AIM OF THE STUDY: To analyze paediatric patients who were diagnosed with intracranial germ cell tumours, to assess their presentation, management details and to understand their overall prognoses in terms of survival. MATERIAL AND METHODS: Of the 22 patients, there were 12 patients with germinoma, 4 patients with immature teratoma and 1 patient with mature teratoma, 1 with embryonal cell carcinoma, and 4 mixed germ cell tumours. The age of presentation ranged from 3 months to 15 years and there was a clear female preponderance. The most common presentation was with raised intracranial pressure and 11of our patients had papilledema at presentation, 1 presented with seizure, 1 with diabetes insipidus and 1 had precocious puberty at the time of presentation. With the exception of 4 infants who were admitted with poor levels of consciousness and who had presumptive diagnoses of teatimes, and where squash preparation provided definite diagnoses at the time of endoscopic third ventriculostomy, serum markers were obtained in all patients, while CSF tumour markers were obtained in only 14 patients (not done in 4 for technical reasons), Alpha-fetoprotein and beta HCG were measured in all cases. Placental alkaline phosphatase (PLAP) was again not available to us. In 12 patients endoscopic third ventriculostomy and biopsy procedures were done. Those with positive tumour markers (3 patients) no histological diagnoses were obtained and underwent direct radiotherapy.
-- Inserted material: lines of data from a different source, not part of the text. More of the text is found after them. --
PR #2128, opened 2020-10-05
Increase DLC Oracle test coverage

benthecarman:
Found a bug where if our public key was an odd value it would generate the wrong staking address due to the BIP 340 tie breaker


testkit/src/main/scala/org/bitcoins/testkit/fixtures/DLCOracleDAOFixture.scala
```diff
@@ -0,0 +1,43 @@
...
+import scala.concurrent.Future
+
+case class DLCOracleDAOs(
+    rValueDAO: RValueDAO,
+    eventDAO: EventDAO,
+    outcomeDAO: EventOutcomeDAO)
+
+trait DLCOracleDAOFixture extends BitcoinSFixture with EmbeddedPg {
+
+  implicit protected def config: DLCOracleAppConfig
```
Christewart: Is there a reason you don't just move the implementation up here? It seems like you are use the same implementation in all places? 

```scala
BitcoinSTestAppConfig.getDLCOracleWithEmbeddedDbTestConfig(pgUrl)
```

Christewart (approved):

RESULTS: Median survival in the teratoma group was 11.6 months. The germinoma and mixed germ cell tumours had better outcome(stable and asymtomatic at 2 years). The child with embryonal carcinoma did not even survive till adjuvant therapy could be started. CONCLUSION: In our scenario we faced some special problems. 1) tumour markers in CSF could not be measured in 4 cases and we had to depend on serum markers in those cases. 2) almost all our patients with severely raised intracranial pressure required immediate CSF diversion procedures and so we could histological samples for squash examination. Limited resources and limited access to high end laboratory facilities provided a challenge for management of these patients.